Your assignment
Check every line below for the word "Child" and copy the ones that have it.

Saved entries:
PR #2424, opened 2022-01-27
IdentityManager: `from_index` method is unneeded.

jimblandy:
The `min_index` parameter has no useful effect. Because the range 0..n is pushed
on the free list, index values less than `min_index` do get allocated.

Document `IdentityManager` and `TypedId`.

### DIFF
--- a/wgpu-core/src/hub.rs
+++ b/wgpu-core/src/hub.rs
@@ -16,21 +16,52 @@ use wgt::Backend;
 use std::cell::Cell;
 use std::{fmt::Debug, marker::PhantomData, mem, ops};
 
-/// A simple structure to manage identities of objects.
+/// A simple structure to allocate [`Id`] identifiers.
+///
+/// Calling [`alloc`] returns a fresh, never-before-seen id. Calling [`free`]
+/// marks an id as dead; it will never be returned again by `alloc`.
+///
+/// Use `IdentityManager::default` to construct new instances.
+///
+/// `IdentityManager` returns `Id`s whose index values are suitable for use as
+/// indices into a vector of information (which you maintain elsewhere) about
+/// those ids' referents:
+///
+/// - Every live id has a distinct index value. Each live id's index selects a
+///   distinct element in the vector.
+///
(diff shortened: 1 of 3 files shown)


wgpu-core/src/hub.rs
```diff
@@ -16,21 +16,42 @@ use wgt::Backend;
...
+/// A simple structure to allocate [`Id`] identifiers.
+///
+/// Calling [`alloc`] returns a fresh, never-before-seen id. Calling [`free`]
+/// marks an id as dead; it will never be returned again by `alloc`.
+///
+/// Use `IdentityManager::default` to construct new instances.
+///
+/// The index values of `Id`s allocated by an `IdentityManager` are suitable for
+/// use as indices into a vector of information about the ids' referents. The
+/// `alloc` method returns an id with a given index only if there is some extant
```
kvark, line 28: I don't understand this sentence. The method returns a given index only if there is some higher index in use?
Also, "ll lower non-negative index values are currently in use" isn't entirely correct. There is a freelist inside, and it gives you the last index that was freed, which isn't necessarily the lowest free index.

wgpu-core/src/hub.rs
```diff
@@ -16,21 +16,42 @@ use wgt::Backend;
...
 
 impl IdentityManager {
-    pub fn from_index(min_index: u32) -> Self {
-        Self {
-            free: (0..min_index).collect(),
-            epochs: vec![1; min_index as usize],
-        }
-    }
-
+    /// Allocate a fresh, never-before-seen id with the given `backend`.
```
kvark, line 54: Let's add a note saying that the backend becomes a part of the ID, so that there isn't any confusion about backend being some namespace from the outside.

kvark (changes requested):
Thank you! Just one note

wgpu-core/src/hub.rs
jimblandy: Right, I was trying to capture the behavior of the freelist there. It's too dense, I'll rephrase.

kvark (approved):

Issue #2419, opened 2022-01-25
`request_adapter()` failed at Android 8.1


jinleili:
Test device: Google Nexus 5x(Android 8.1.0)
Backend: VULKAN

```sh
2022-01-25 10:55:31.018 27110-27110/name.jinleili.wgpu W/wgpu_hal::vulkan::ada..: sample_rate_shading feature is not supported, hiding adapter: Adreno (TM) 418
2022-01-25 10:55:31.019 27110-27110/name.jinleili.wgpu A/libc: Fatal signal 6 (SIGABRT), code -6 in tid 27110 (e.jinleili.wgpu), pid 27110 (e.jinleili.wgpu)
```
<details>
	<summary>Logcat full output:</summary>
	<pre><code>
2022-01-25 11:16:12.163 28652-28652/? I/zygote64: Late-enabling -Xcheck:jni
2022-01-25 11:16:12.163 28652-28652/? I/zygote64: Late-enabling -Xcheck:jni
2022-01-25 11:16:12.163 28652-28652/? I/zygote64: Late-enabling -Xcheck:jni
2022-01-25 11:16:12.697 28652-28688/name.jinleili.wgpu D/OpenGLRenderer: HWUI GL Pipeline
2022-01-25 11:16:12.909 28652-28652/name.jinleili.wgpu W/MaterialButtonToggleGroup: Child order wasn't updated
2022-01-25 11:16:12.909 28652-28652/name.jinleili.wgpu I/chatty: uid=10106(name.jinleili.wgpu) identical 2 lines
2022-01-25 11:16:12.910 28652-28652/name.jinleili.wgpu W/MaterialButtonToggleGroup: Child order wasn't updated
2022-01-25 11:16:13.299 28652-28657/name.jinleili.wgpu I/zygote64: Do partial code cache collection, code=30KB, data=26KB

Finished task
2022-01-25 11:16:12.909 28652-28652/name.jinleili.wgpu W/MaterialButtonToggleGroup: Child order wasn't updated
2022-01-25 11:16:12.910 28652-28652/name.jinleili.wgpu W/MaterialButtonToggleGroup: Child order wasn't updated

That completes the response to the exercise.